## Exercise directions
When scanning the data, count every line with "introduced" in it, and report only the resulting number.

## Data records
PR #990, opened 2025-01-27
fix(live): dedupe event source instances

stipsan:


src/data/live.ts
```diff
@@ -118,7 +126,14 @@ export class LiveClient {
         throw new CorsOriginError({projectId: projectId!})
       }),
     )
-    return concat(checkCors, events)
+    const observable = concat(checkCors, events).pipe(
+      shareReplayLatest({
+        predicate: (event) => event.type === 'welcome',
+      }),
+      finalize(() => eventsCache.delete(key)),
```
bjoerge: This should be moved before shareReplay since we want it to happen when finalizing the _shared_ observable

bjoerge (changes requested):

bjoerge (approved):
Thanks for adding tests too! <3

PR #996, opened 2025-01-28
chore(internal): adds support for resource configuration

snorrees:
## [THIS IS](https://github.com/sanity-io/client/pull/1040)

Temp branch to explore resource targets in the api.

Current tagged release: 6.28.0-resources.0

See  added unit-tests tests for what I've tested.

## Caveats
Current impl takes `experimental_resource` or `projectId` `resource.r<esourceType>.<resourceId>` (which then sets `experimental_resource` config)

The client then is forced into `useProjectHostname: false`

 Then _all_ requests get /<resourceType>/<resourceId> prepended (urls are changed)

This is probably not what we want for `client.request` that currently use `useProjectHostname`.

### DIFF
--- a/.gitignore
+++ b/.gitignore
@@ -16,3 +16,7 @@ umd
 # MacOS
 .DS_Store
 tsconfig.vitest-temp.json
+
+# JetBrains stuff
+.idea
+*.iml
--- a/package.json
+++ b/package.json
@@ -1,6 +1,6 @@
 {
   "name": "@sanity/client",
-  "version": "6.28.0",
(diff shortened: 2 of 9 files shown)


sgulseth (commented):
Some general feedback on the configuration;
We need a way to configure resources, not everything should be able to be a resource. We also need to have list of features for each resource, as not every resource will be available to every resource. Ie the normal assets endpoint are not available for media libraries, and some resources might not have assets at all. We also need the resources to be extendable with custom methods, though this can come later. Ie for media library we want a custom createAspect method

PR #1003, opened 2025-02-05
feat(listener): add support for includeAllVersions

bjoerge:
Adds support for passing the `includeAllVersions` param to `client.listen()`. Docs TBD

### DIFF
--- a/src/types.ts
+++ b/src/types.ts
@@ -927,12 +927,7 @@ export interface ListenOptions {
   includePreviousRevision?: boolean
 
   /**
-   * Whether to include events for drafts and versions. As of API Version >= v2025-02-19, only events
-   * for published documents will be included by default.
-   * If you need events from drafts and versions, set this to `true`.
-   * Note: Keep in mind that additional document variants may be introduced in the future, so it's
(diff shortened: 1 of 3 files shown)


src/types.ts
```diff
@@ -920,6 +920,17 @@ export interface ListenOptions {
    */
   includePreviousRevision?: boolean
 
+  /**
+   * Whether to include events for drafts and versions. As of API Version >= v[TBD], only events
+   * for published documents will be included by default.
+   * If you need events from drafts and versions, set this to `true`.
+   * Note: Keep in mind that additional document variants may be introduced in the future, so it's
```
bjoerge: this assumes parity with `perspective=raw`, but given that the param is explicitly named includeAll*Versions*, I guess in theory we could introduce new variants in the future without including them behind this flag.

rneatherway: Right, that is possible. We'll have to consider any further developments in this area very carefully.

bjoerge:
This is now good to go. This will merely just forward the `includeAllVersions` param, which is marked as internal for now. The API docs can come later.

rneatherway (approved):
LGTM

PR #1005, opened 2025-02-06
fix: lift restriction on release perspective name

bjoerge:
We previously had a requirement on release perspectives that their names had to start with `r`. This restriction is no longer enforced on the backend, so it should not be required in the client either.

Note: the test failure is most likely unrelated and caused by flake. Have noticed it on PRs without code changes as well.

### DIFF
--- a/src/config.ts
+++ b/src/config.ts
@@ -28,6 +28,8 @@ function validateApiVersion(apiVersion: string) {
   }
 }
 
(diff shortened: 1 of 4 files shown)


stipsan (approved):
LGTM ❤

rneatherway (approved):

## Your solution
2